Latitude.sh incident

Incident with Databases and Filesystems

Critical Resolved View vendor source →

Latitude.sh experienced a critical incident on July 29, 2025 affecting Databases and Filesystem, lasting 2d 3h. The incident has been resolved; the full update timeline is below.

Started
Jul 29, 2025, 03:07 PM UTC
Resolved
Jul 31, 2025, 06:52 PM UTC
Duration
2d 3h
Detected by Pingoru
Jul 29, 2025, 03:07 PM UTC

Affected components

DatabasesFilesystem

Update timeline

  1. investigating Jul 29, 2025, 03:07 PM UTC

    We have identified an issue with our Databases cluster, which has impacted the application availability. Our team is actively working on restoring these services.

  2. identified Jul 30, 2025, 02:05 AM UTC

    The issue has been identified and a fix is being implemented.
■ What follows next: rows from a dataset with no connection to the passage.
PR #304, opened 2020-04-22
Mock versioning automation proposal

asantas93:
# Citrine Python PR

## Description 
Approached based upon the interface of https://github.com/semantic-release/semantic-release, which is designed for JS projects.

How it works:
* All version state is stored in git tags
* setup.py reads version from git at runtime
* Commit messages are prefixed with bump 'sizes' which are used to create a new git tag in Travis
* PyPi releases continue to be triggered from git tags

What this means
* We don't commit any information about version, so there aren't any merge conflicts around editing it
* Post-merge travis job cannot run concurrently safely — I think it’s possible our fast-forward-only setting makes this happen, but if not travis also lets you configure max parallelism, and 1 doesn’t seem too bad given how fast the pipeline is
* We no longer have to manually release to pypi, but we still have the ability to do it manually with a manual git tag and push
* The version bump type can be edited during PR review if needed
* We may accumulate a lot of bump type messages in our commit log when a PR has a lot of iterations and we don't use rebase.

### DIFF
--- a/.travis.yml
+++ b/.travis.yml
@@ -4,6 +4,7 @@ python:
 - '3.6'
 install:
 - git tag
+- echo $TRAVIS_COMMIT_MESSAGE
 - pip install -U -r requirements.txt
 - pip install -U -r test_requirements.txt
 - pip install --no-deps -e .
--- a/.travis.yml
+++ b/.travis.yml
@@ -3,8 +3,6 @@ python:
 - '3.5'
 - '3.6'
 install:
-- git tag
-- echo $TRAVIS_COMMIT_MESSAGE
 - pip install -U -r requirements.txt
 - pip install -U -r test_requirements.txt
 - pip install --no-deps -e .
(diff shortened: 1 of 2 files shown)


.travis.yml
```diff
@@ -16,7 +16,26 @@ script:
...
+      elif msg.startswith('[major]')
+          bump = 1.0.0
+      elif msg.startswith('[pre]')
+          bump = None
+      else
+          exit 1 "Invalid semver bump"
+      if bump
+          tag = prev_tag + bump
+          git tag $tag
+          git push --tags
```
maxhutch, line 38: Note that this is effectively going back to continuous deployment of every merge to master.  Currently, our release process involves manually triggering verification jobs before cutting releases; If we make this change, we probably need to gate PRs to master on those tests against the PR code, which could significantly add to jenkins load.

setup.py
```diff
@@ -56,8 +56,14 @@ def run(self):
...
 
+def get_git_tag():
+    # probably not valid subprocess usage, but you get the idea
+    import subprocess
+    return subprocess.run('git tag -l | HEAD -1').stdout
+
+
 setup(name='citrine',
-      version='0.16.4',
+      version=get_git_tag(),
```
maxhutch, line 66: Does this work with pypi-hosted releases?  Namely, if this is released to and then installed from pypi, do I get an error?  Does `pip show` work?

maxhutch: While we don't currently, I might expect that we want to expose the client version as something like:
```python
client = Citrine(...)
print(client.version)
```
Does this pattern play nice with that?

  3. resolved Jul 31, 2025, 06:52 PM UTC

    This incident has been resolved.

  4. postmortem Jul 31, 2025, 06:56 PM UTC

    **Impact:** All customer databases in the Dallas region experienced unavailability during this window. No data loss occurred. On July 28th, 2025, the Latitude.sh Databases cluster in our Dallas region experienced a critical failure due to a broader site-level outage. The incident led to the loss of the cluster’s internal state, rendering it unsalvageable. As a result, all customer databases in this region became unavailable. Our engineering team immediately initiated recovery efforts. We provisioned a new environment, redeployed the database control plane, and restored each customer database from off-site backups. After 35 hours of continuous work, services were fully restored. All customer data is safe and accessible. However, configuration-level metadata \(such as trusted sources\) could not be recovered and must be manually recreated. The failure originated from the control plane node pool of the Dallas cluster. The resulting corruption of the cluster’s internal state made it impossible to safely recover or rejoin the remaining nodes. Compounding the issue was the absence of recent control plane snapshots, which limited restoration options. We are conducting a full forensic analysis to determine the root cause of the corruption and evaluate the failover mechanisms that were expected to mitigate such an event. **Impact** * **All databases in Dallas were unavailable for the period** * **All customer data was preserved** and restored to new clusters * **Trusted sources \(firewall rules\)** were lost and must be reconfigured by customers **Immediate Actions Taken** * Isolated the failed cluster to prevent further damage * Deployed a new cluster in Dallas * Restored customer databases from off-site backups * Validated database integrity and access for each tenant **Customer Actions Required** Since all databases were recreated in a new environment, customers **must take the following steps**: 1. **Update Database Connection URIs and Credentials** Your database URI and credentials have changed. Please check your dashboard or reach out to support to retrieve your new connection details. 2. **Recreate Trusted Sources** Any previously configured trusted sources \(firewall allowlists\) were not recoverable and need to be manually re-added. 3. **Review Application Integrations** If you have automated services or applications depending on the old URI or IPs, ensure those are updated to avoid connectivity issues.